Sometimes refugees do go home. As the world total of refugees continues to rise, and now stands at 10 to 12 million, several hundred thousand African refugees have gone home within the past two years - a marked increase over previous years. And more are on their way.

An easing of violence or famine in their home areas is the key to their return, says Roger Winter, director of the United States Committee for Refugees, a private group in Washington.

In Africa, Ugandans are heading home on foot, bicycle, and by truck, after living in neighboring countries while their homeland was torn apart by civil war. Some have been in exile for a year; some for 10 years.

Despite the ongoing civil war, Ethiopians who escaped the violence and the 1984-85 famine are going home, lured by rains and good harvests. Chadians who also fled famine and civil war began returning home last year, though the number returning has dropped with a recent increase in fighting in the north.

In Central America, several hundred refugees have gone back to their homes in Guatemala, Nicaragua, and El Salvador, according to the UN High Commissioner for Refugees (UNHCR).

By returning, these refugees illustrate that ``the draw of their own land, their own country is strong,'' says Winter. In many instances, they are going back to countries still experiencing various levels of military conflict, where cities, villages, and croplands have been devastated and few public services are available.

The UNHCR tries to help refugees make a new start when they return home, including monitoring how their government treats them once they have arrived. It regards refugees as persons who have a ``well-founded fear of being persecuted for reasons of race, religion, nationality, or membership of a particular social group, or political opinion.'' In the case of many African famine victims the UNHCR made an exception, because they were endangered by famine and civil war.

Estimates vary greatly regarding both the number of refugees in the world and the number going home, say UN and US officials and private specialists.

``The [number of] people who are coming out [fleeing their home countries] is bigger than the [number] going home,'' says Antoine Noel, an Ethiopian who is the top representative of the UNHCR in the US. But he estimates the number going home each year has been increasing.
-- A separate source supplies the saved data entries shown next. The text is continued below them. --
PR #1972, opened 2026-05-06
YN-0717: Date: Setting date can set it to day before

### LINKED ISSUE #1969: YN-0717: Date: Setting date can set it to day before

When setting the start/end date for a task/folder the date that gets set to the date before what was selected.

&nbsp;

it's only been replicated on MacOS so far. 

_No response_

### Additional context:

_This issue was automatically created from AYON ticket [YN-0717]( https://support.ayon.app/projects/Active_Clients/overview?project=Active_Clients&type=folder&id=1a5f60d0488311f1b160af2f86a7cbda)

filipvnencak:
## Description of changes 

Fixes off-by-one day when setting Start/End dates on entities in timezones west of UTC (e.g. US Pacific). Reported on macOS but the underlying cause is timezone, not OS.

## Technical details

Root cause: date-only fields are stored as UTC midnight (YYYY-MM-DDT00:00:00.000Z) but displayed via date-fns format(), which renders in the host's local timezone. In any TZ with a negative UTC offset, UTC midnight resolves to the previous day local — so picking May 10 displayed as May 9, every reopen-and-save drifted another day.

### DIFF
--- a/shared/src/components/DateRangePicker/DateRangePicker.tsx
+++ b/shared/src/components/DateRangePicker/DateRangePicker.tsx
@@ -12,6 +12,7 @@ import {
 } from 'react'
 import { createPortal } from 'react-dom'
 import { format, isValid, parseISO } from 'date-fns'
+import { formatUTCDate } from '../../util/formatUTCDate'
 import * as Styled from './DateRangePicker.styled'
 import clsx from 'clsx'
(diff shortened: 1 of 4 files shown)


Innders (approved):
Seems to work for me and makes sense. Thanks.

During the last couple of years Uganda, Ethiopia, and Chad have had more returnees than any other countries.

Uganda. Some 300,000 Ugandan refugees have returned home, most of them in 1985 and 1986. Some 175,000 remain in neighboring Sudan and Zaire, according to the US Committee for Refugees. The ``bulk'' of those still outside Uganda are expected to return, despite ongoing fighting in the northern regions, Winter says.

An official at UNHCR headquarters in Geneva says he expects about 100,000 to return to Uganda from Sudan this year. One State Department official says the temptation to stay in some regions of southern Sudan is great for the Ugandan refugees because there they have farms and peace.

Ethiopia. Some 50,000 refugees have returned to the contested area of Eritrea during the past two years, according to Tesfa Seyoum, executive director of the Eritrean Relief Committee in New York. He estimates another 50,000 are likely to return from Sudan this year.

Some 155,000 refugees returned to the contested area of Tigre (also spelled Tigray) in 1985 and '86. Another 30,000 are returning now, says Gayle Smith, coordinator of the Washington-based Relief Society of Tigray. The Ethiopian government has refused to help resettle refugees returning to guerrilla-held areas, she says.

A small number of refugees have begun returning to Ethiopia from Somalia, according to the UNHCR's Noel.

Chad. Some 122,000 Chadians have returned within the past year from the Central African Republic, Sudan, and Cameroon. Another 50,000 are expected to do the same in 1987, according to a US State Department official. Northern Chad is partially under rebel and Libyan control. The refugees, says the official, are returning to southern Chad where things are calmer.